6. Rest. And not just zzzzzzzzzz’s

Getting to bed early and waking up early is better than getting to bed late and sleeping late (except when you’re trying to catch up on episodes of “Breaking Bad” of course). Getting a good massage every couple weeks and doing yoga once a week or so also helps me stay flexible and loose and I’ve found helps speed recovery times. Sleeping in a pair of compression tights may feel weird and you may slide out of bed, but you’ll wake up in the morning and your legs will feel good as new.

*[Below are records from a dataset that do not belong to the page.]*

PR #383, opened 2018-08-20
Fix aggregate target dependencies with `transitivelyLinkDependencies`

brentleyjones:
Fixes #381 to work with the `transitivelyLinkDependencies` flag.

### DIFF
--- a/Sources/ProjectSpec/Project.swift
+++ b/Sources/ProjectSpec/Project.swift
@@ -14,7 +14,11 @@ public struct Project: BuildSettingsContainer {
         }
     }
 
-    public var aggregateTargets: [AggregateTarget]
+    public var aggregateTargets: [AggregateTarget] {
+        didSet {
+            aggregateTargetsMap = Dictionary(uniqueKeysWithValues: aggregateTargets.map { ($0.name, $0) })
+        }
+    }
 
     public var settings: Settings
     public var settingGroups: [String: Settings]
@@ -25,7 +29,9 @@ public struct Project: BuildSettingsContainer {
     public var fileGroups: [String]
     public var configFiles: [String: String]
     public var include: [String] = []
+    
     private var targetsMap: [String: Target]
+    private var aggregateTargetsMap: [String: AggregateTarget]
 
     public init(
         basePath: Path,
@@ -46,6 +52,7 @@ public struct Project: BuildSettingsContainer {
         self.targets = targets
         targetsMap = Dictionary(uniqueKeysWithValues: self.targets.map { ($0.name, $0) })
         self.aggregateTargets = aggregateTargets
+        aggregateTargetsMap = Dictionary(uniqueKeysWithValues: self.aggregateTargets.map { ($0.name, $0) })
         self.configs = configs
         self.settings = settings
         self.settingGroups = settingGroups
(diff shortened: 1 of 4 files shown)


yonaskolb:
Could you add a changelog entry

Sources/XcodeGenKit/PBXProjGenerator.swift
```diff
@@ -981,6 +981,9 @@ public class PBXProjGenerator {
                                 queue.append(dependencyTarget)
                             }
                         }
+                    } else {
```
yonaskolb: Would be good if the code showed what was happening as well as the comment. For completion sake could we add a `Project.getAggregateTarget(_ name: String) -> AggregateTarget` function and use it here
```swift
} else if project.getAggregateTarget(dependency.reference) != nil {
```

yonaskolb:
Good catch 👍

brentleyjones:
Done and done :smile:.

Sources/ProjectSpec/Project.swift
```diff
@@ -25,7 +25,9 @@ public struct Project: BuildSettingsContainer {
     public var fileGroups: [String]
     public var configFiles: [String: String]
     public var include: [String] = []
+    
     private var targetsMap: [String: Target]
+    private var aggregateTargetsMap: [String: AggregateTarget]
```
yonaskolb: One missing map creation in the `aggregateTargets` setter

brentleyjones: Oops. Fixed.

yonaskolb:
Actually, looks like `getAllCarthageDependencies` will need updating too...

brentleyjones:
I hadn't considered that. I'll fix that quick. Related, in my Static Framework work, I'll be consolidating those and doing the caching work we talked about.

yonaskolb:
Awesome. Yeah those 2 could be combined and optimised by only running over the graph once 👍

brentleyjones:
Updated for Carthage dependencies as well.

Sources/XcodeGenKit/PBXProjGenerator.swift
```diff
@@ -910,37 +910,45 @@ public class PBXProjGenerator {
...
-
-                switch dependency.type {
-                case .carthage:
-                    frameworks[dependency.reference] = dependency
-                case .target:
-                    if let target = project.getTarget(dependency.reference) {
-                        queue.append(target)
+            } else if let aggregateTarget = projectTarget as? AggregateTarget {
+                for dependencyName in aggregateTarget.targets {
+                    if let projectTarget = project.getProjectTarget(dependencyName) {
```
yonaskolb: This highlights a question. Should `getAllDependenciesPlusTransitiveNeedingEmbedding` be checking `aggregateTarget.targets` as well?

brentleyjones: I went down that route at first. It wouldn't since it's the same as `shouldEmbedDependencies` in my mind. An aggregate target will be merging it's targets, they shouldn't propagate up, at least automatically. If that's the desire, it can still be done manually.

In the new algorithm this will be expressible explicitly.

yonaskolb: 👍

yonaskolb:
Released 👍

7. Get involved with a charity! 

Find a great cause to race for! All the proceeds from the Nautica Malibu Triathlon go towards Children’s Hospital Los Angeles’ Pediatric Cancer Research Program which gives me the extra motivation to stick with my plan and make it to the starting line. Since doing the Nautica Malibu Triathlon last year for the first time, I’ve met so many amazing, inspiring people who have affected my life in many positive ways. I’ve since been reading to kids at the hospital through their bedside reading program called “Literally Healing” and its been incredibly rewarding. And don’t forget, doing things for charity helps make up for that time you stole that guy’s parking spot at the grocery store.